Go: proposal: add preprocessing or macro to enable conditional compilation like C

Created on 23 Oct 2019  路  8Comments  路  Source: golang/go

The compiler supports only tags and file suffix for conditional compilation, but this isn't enough to handle complex/partial code modifications. Suppose we're forking an open source project and want to track or disable anything we've made under certain conditions, it is impossible without advanced conditional compilation.

FrozenDueToAge Proposal

Most helpful comment

Go explicitly rejects the complexity of the C preprocessor.
Build tags let you opt whole files in and out of the build to get some conditional compilation.
The reason for working at the file level is so that the individual files are known to contain actual Go code, so that tools like gofmt and goimports and tons of others can pick up source code, work on it on my behalf, and write it back down. Once you put preprocessor conditionals in at line granularity, that all basically goes out the window.

I admit and even apologize for the fact that in certain cases it is more work to use build tags to work at file granularity than it would be to use #ifdefs and work at line granularity. But what we get in return for this occasional nuisance, in terms of readability but especially the ability for tools to help us maintain our programs, more than makes up for it.

This was a day one fundamental decision about Go. We are very unlikely to change this.

All 8 comments

This issue in its current form does not have enough detail to be a proposal.

If you want to describe a general area for improvement, please add an experience report instead.

Otherwise, please describe the specific changes you would like to see, including the motivation or background, syntax or API signatures, and concrete examples (ideally drawn from experience reports).

This is an idea or suggestion yet, basically enhance the build tags to support partial conditional compliation. Would you please give me an example of acceptable proposal?

I have spent a fair amount of time working on C projects that make heavy use of conditional compilation via directives, including doing things like:

if ( (condition1 != 1)
#ifdef ENABLE_COMPONENT_2
  && (condition2 > 3)
#endif
  && (!condition3)) {
    ...  

and I find them absolutely dreadful to deal with.
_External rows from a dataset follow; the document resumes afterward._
PR #319, opened 2025-02-10
feat(config): Prevent changing bootstrap charm config

HomayoonAlimohammadi:
### Overview
This PR adds a way to prevent the `bootstrap-` charm configs from getting changed after the cluster is bootstrapped.

### Rationale
Some of the charm config options start with `bootstrap-` which means that these options should only be specified upon deploying the charm (before the underlying Kubernetes cluster is bootstrapped) and changing them afterwards might result in unexpected behavior. We've discussed that we like to have a mechanism to prevent the user from changing these options.


HomayoonAlimohammadi:
Converting this draft as we need to implement the k8sd call for bootstrap config first.

charms/worker/k8s/templates/snap_installation.yaml
```diff
@@ -5,9 +5,9 @@ amd64:
   - name: k8s
     install-type: store
     classic: true
-    channel: latest/edge
+    channel: latest/edge/hue-cluster-config
```
HomayoonAlimohammadi, line 8: This is for testing purposes, needs to be removed before merge.

charms/worker/k8s/charmcraft.yaml
```diff
@@ -86,11 +86,11 @@ config:
         Example:
           e.g.: key1=value1 key2=value2
     bootstrap-datastore:
-      default: dqlite
+      default: k8s-dqlite
       type: string
       description: |
         The datastore to use in Canonical Kubernetes. This cannot be changed
-        after deployment. Allowed values are "dqlite" and "etcd". If "etcd" is
+        after deployment. Allowed values are "k8s-dqlite" and "etcd". If "etcd" is
```
addyess, line 93: I don't think we can just change this.  charms deployed from 1.32 will deploy with `dqlite` as their default.  Upgrading to this revision will cause an immediate failure.

  The default config from 1.32 was dqlite, so that's what we are "stuck with"

charms/worker/k8s/lib/charms/k8s/v0/k8sd_api_manager.py
```diff
@@ -87,15 +87,31 @@ class InvalidResponseError(K8sdAPIManagerError):
         code (int): HTTP Status code
     """
 
-    def __init__(self, code: int, msg: str) -> None:
```
addyess, line 90: there's a `LIBPATCH` version at the head of this file that if it gets changed, we must also bump

charms/worker/k8s/src/charm.py
```diff
@@ -1310,14 +1323,124 @@ def _ensure_cert_sans(self):
...
+            )
+        except InvalidResponseError as e:
+            if e.code == HTTP_503_SERVICE_UNAVAILABLE:
+                log.info("k8sd is not ready, skipping bootstrap config check")
+                return
+            raise
+
+        # NOTE(Hue): The way we're saving certificates has nothing to do with the snap
+        # so we can't rely on the snap to tell us if the certificates have changed.
+        self._stored.set_default(certificates=self.config.get(CONFIG_BOOTSTRAP_CERTIFICATES))
```
addyess, line 1359: so we're back to using stored-state?

addyess (commented):
Well, i have a few questions.  
I'd also like @mateoflorido to weigh in here too

charms/worker/k8s/charmcraft.yaml
mateoflorido: I agree with Adam. Also, I think this reflect better that we are using `dqlite` as the datastore. The translation mechanism is something that we can hide internally.

charms/worker/k8s/lib/charms/k8s/v0/k8sd_api_manager.py
```diff
@@ -838,6 +858,34 @@ class RefreshCertificatesRunResponse(BaseRequestModel):
...
+        status (UserFacingClusterConfig): The configuration of the cluster.
+        datastore (UserFacingDatastoreConfig): The configuration of the datastore.
+        node_taints (List[str]): List of node taints.
+    """
+
+    model_config = ConfigDict(populate_by_name=True)
+
+    status: UserFacingClusterConfig
+    datastore: Optional[UserFacingDatastoreConfig] = Field(default=None)
+    node_taints: Optional[List[str]] = Field(default=None, alias="nodeTaints")
```
mateoflorido, line 874: This alias looks odd... Are we going to change the naming schema?

charms/worker/k8s/lib/charms/k8s/v0/k8sd_api_manager.py
```diff
@@ -942,6 +990,8 @@ def create_connection(self):
 class K8sdAPIManager:
     """Manager for K8sd API interactions."""
 
+    CLUSTER_CONFIG_ENDPOINT: str = "/1.0/k8sd/cluster/config"
```
mateoflorido, line 993: Well, we can keep it inline or create another PR to refactor all the other endpoints. It would be a good opportunity to improve the library, but I think it would make the PR harder to review.

charms/worker/k8s/src/charm.py
```diff
@@ -1310,14 +1323,124 @@ def _ensure_cert_sans(self):
...
+                )
+            )
+
+        if changed:
+            for c in changed:
+                log.error(
+                    "Bootstrap config '%s' should NOT be changed after bootstrap. %s", c.name, c
+                )
+            raise BootstrapConfigChangeError(changed)
+
```
addyess, line 1443: Could i talk you into moving all of this out of charm.py.  Maybe bootstrap.py?

charms/worker/k8s/src/charm.py
mateoflorido: We can infer this from the certificates in the unit:
```python
def check_ca_key():
    return os.path.isFile("/etc/kubernetes/pki/ca.key")
```
This way we can avoid using stored state

charms/worker/k8s/src/charm.py
mateoflorido: Agree, `charm.py` is becoming a behemoth

charms/worker/k8s/charmcraft.yaml
HomayoonAlimohammadi: You're right. I also thought that this might be a breaking change, but here's what I think:
We use the `dqlite` string in the following places:
- https://github.com/canonical/k8s-operator/blob/main/charms/worker/k8s/src/charm.py#L729
- https://github.com/canonical/k8s-operator/blob/main/charms/worker/k8s/src/upgrade.py#L211
- https://github.com/canonical/k8s-operator/blob/main/charms/worker/k8s/src/literals.py#L26
And we're not communicating that string with any other source and it's completely contained in the charm. So we're technically not breaking anything _but_ the user experience. At least this is what I assume. 
Or maybe the charm config is preserved during an upgrade. If so, that's breaking.
I'll change this back to `dqlite` anyways.

charms/worker/k8s/lib/charms/k8s/v0/k8sd_api_manager.py
HomayoonAlimohammadi: I'll remove this and create a card for it.

charms/worker/k8s/src/charm.py
HomayoonAlimohammadi: Of course you can :D

charms/worker/k8s/lib/charms/k8s/v0/k8sd_api_manager.py
HomayoonAlimohammadi: As I always forget this. Lemme create a card for adding a CI check for this.

charms/worker/k8s/lib/charms/k8s/v0/k8sd_api_manager.py
HomayoonAlimohammadi: I changed this in `k8s-snap-api`, `k8s-snap` and also here.

charms/worker/k8s/src/charm.py
```diff
@@ -1340,6 +1358,43 @@ def _on_refresh_certs_action(self, event: ops.ActionEvent):
             except (InvalidResponseError, K8sdConnectionError) as e:
                 event.fail(f"Failed to refresh certificates: {e}")
 
+    @on_error(
+        ops.BlockedStatus("Cannot change bootstrap config after bootstrap. Check logs."),
+        BootstrapConfigChangeError,
+    )
+    @on_error(
+        ops.ErrorStatus("Failed to get communicate with k8sd."),
```
addyess, line 1366: I don't think its really meant for the charm to use `ops.ErrorStatus`.  Usually this is reserved for the jujud agent to raise.  @mateoflorido could correct me but i think the charm should only ever raise.  That's because an error condition tells the user they MUST `juju resolve <unit>` in order for it to execute anymore hooks.  Raising an error essentially is the charm giving up working until the user intervenes -- that could be years. 

stick to: maintenance, active, waiting, and blocked.  

In which case -- this COULD be blocked.  OR it could be waiting.  K8sd didn't answer?  My guess is it would on the next hook.  Go with `Waiting` here.

charms/worker/k8s/src/charm.py
```diff
@@ -1340,6 +1358,43 @@ def _on_refresh_certs_action(self, event: ops.ActionEvent):
             except (InvalidResponseError, K8sdConnectionError) as e:
                 event.fail(f"Failed to refresh certificates: {e}")
 
+    @on_error(
+        ops.BlockedStatus("Cannot change bootstrap config after bootstrap. Check logs."),
+        BootstrapConfigChangeError,
+    )
```
addyess, line 1364: perfect... the user configured something and that's not valid to change.  Tell them to fix their configuration

charms/worker/k8s/src/charm.py
```diff
@@ -1340,6 +1358,43 @@ def _on_refresh_certs_action(self, event: ops.ActionEvent):
...
+        else:
+            try:
+                ref_config = BootstrapConfigOptions.build(
+                    node_status=self.api_manager.get_node_status().metadata,
+                )
+            except InvalidResponseError as e:
+                if e.code == http.HTTPStatus.SERVICE_UNAVAILABLE:
+                    log.info("k8sd is not ready, skipping bootstrap config check")
+                    return
+                raise
```
addyess, line 1394: Why do we need to catch the exception? Just for the info level log.  The reconciler will log for us already when the exception is raised. 

Are you saying that if the `build(...)` method really can raise an error and everything is fine and the reconciler should march on?  i notice the `e.code == http.HTTPStatus.SERVICE_UNAVAILABLE`.  What's this situation where k8ds is just kinda not ready and we're ok skipping the bootstrap config check.  I'd rather have the thing fail

```suggestion
        ref_config = BootstrapConfigOptions.build(
            cluster_config=(
                self.api_manager.get_cluster_config().metadata
                if self.is_control_plane
                else None
            ),
            node_status=self.api_manager.get_node_status().metadata,
        )
```

charms/worker/k8s/src/config/bootstrap.py
```diff
@@ -0,0 +1,237 @@
...
+        description=f"Represents {CONFIG_BOOTSTRAP_CERTIFICATES} config option."
+    )
+    datastore: str = Field(description=f"Represents {CONFIG_BOOTSTRAP_DATASTORE} config option.")
+    node_taints: str = Field(
+        description=f"Represents {CONFIG_BOOTSTRAP_NODE_TAINTS} config option."
+    )
+    pod_cidr: str = Field(description=f"Represents {CONFIG_BOOTSTRAP_POD_CIDR} config option.")
+    service_cidr: str = Field(
+        description=f"Represents {CONFIG_BOOTSTRAP_SERVICE_CIDR} config option."
+    )
```
addyess, line 66: do we know when these descriptions ever show up for the user?  Are they just here for our own benefit?

addyess (commented):
Just a few suggestions for slimming things down.

charms/worker/k8s/src/config/bootstrap.py
HomayoonAlimohammadi: I don't think the users are ever going to see this. Lemme remove this to prevent unnecessary confusion.

charms/worker/k8s/src/charm.py
HomayoonAlimohammadi: I think it can happen when a cluster is not bootstrapped. Maybe we can play around with the ordering of the methods we call in the `_reconcile`.

addyess: well, can we at least collapse this  `if...try...except...else...try...except` down to `try...except`


```suggestion
        try:
            ref_config = BootstrapConfigOptions.build(
                cluster_config=self.is_control_plane and self.api_manager.get_cluster_config().metadata,
                node_status=self.api_manager.get_node_status().metadata,
            )
        except InvalidResponseError as e:
            if e.code == http.HTTPStatus.SERVICE_UNAVAILABLE:
                log.info("k8sd is not ready, skipping bootstrap config check")
                return
            raise
```

addyess (approved):
Small nit.  Looks better though

charms/worker/k8s/src/charm.py
HomayoonAlimohammadi: Great suggestion. It just needs some small changes tho, because `get_node_status` is restricted for worker nodes.
Changed it to:
```python
        try:
            ref_config = BootstrapConfigOptions.build(
                node_status=self.api_manager.get_node_status().metadata,
                cluster_config=self.api_manager.get_cluster_config().metadata
                if self.is_control_plane
                else None,
            )
        except InvalidResponseError as e:
            if e.code == http.HTTPStatus.SERVICE_UNAVAILABLE:
                log.info("k8sd is not ready, skipping bootstrap config check")
                return
            raise
```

Code readability in particular is not great, and I've always found hard to parse and understand directive-heavy code, especially when it's used at expression-level (like in the example above).
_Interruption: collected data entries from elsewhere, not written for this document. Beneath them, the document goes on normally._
PR #321, opened 2025-02-10
chore: tox run -e format

HomayoonAlimohammadi:
### Overview
Seems like our formatting tool makes new changes since we've switched to `uv`. The changes in this PR are only made by running `tox run -e format`.


addyess (approved):
Yes, We do need this..

PR #332, opened 2025-02-14
Pin `kube-control` dependency

mateoflorido:
## Overview
`kube-control` is now a Python package, let's pin it to the current working version.


addyess (approved):
YES PLEASE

If you write a proposal, you should specify at what "level" your proposed macros would be allowed.

  • Right now, we have file-level build tags; which are not very flexible, but are also harder to abuse.
  • Function-level directives (i.e. they disable whole functions) are not more powerful than file-level build tags (just group the functions in files and use build tags)
  • Allow directives at statement-level?
  • Allow directives at expression-level (like in the C example above)?

You can always set consts in build-tag conditional files, and then use normal if statements in your unconditional files. That ends up more readable than most preprocessor-using C code anyway.

Thanks all!

I'm opening this issue because I've noticed the build tags are suported in Go to enable file level conditional compilation. But as @ALTree said, the "build tags currently are not very flexible". It currently works as follows:

file linux.go

// +build linux

func Foo()

file windows.go

// +build windows

func Bar()

What I'm proposing is to have the conditional compilation acts as following:

file c.go

type Foobar struct {
// +build windows
    windows uint32
// -build windows

// +build linux
     linux string
// -build linux

    abc string
}

If I build the c.go with tag 'linux', I hope the Foobar struct will be like this:

type Foobar struct {
     linux string
     abc string
}

@bradfitz Having a global const to control the compliation is restricted because it only works within methods.

All in one. I'm propsing to enhance the build tags to enable conditional compilation at the 'statement-level'.

Motivation:

  1. To handle platform specified problems like the 'windows-linux' example in 'c.go' above.
  2. To track our modification to a third party project and we can disbale our improvements at any time temporarily just with a build flag.
  3. To enable flexible logic controls outside methods.

Go explicitly rejects the complexity of the C preprocessor.
Build tags let you opt whole files in and out of the build to get some conditional compilation.
The reason for working at the file level is so that the individual files are known to contain actual Go code, so that tools like gofmt and goimports and tons of others can pick up source code, work on it on my behalf, and write it back down. Once you put preprocessor conditionals in at line granularity, that all basically goes out the window.

I admit and even apologize for the fact that in certain cases it is more work to use build tags to work at file granularity than it would be to use #ifdefs and work at line granularity. But what we get in return for this occasional nuisance, in terms of readability but especially the ability for tools to help us maintain our programs, more than makes up for it.

This was a day one fundamental decision about Go. We are very unlikely to change this.

@rsc I got your idea. I just thought build tags is an enhancement of file suffix conditional compilation so it might conditional compilation in statement-level. I've written a tool for myself to meet my requirements. I'm closing this proposal, thanks.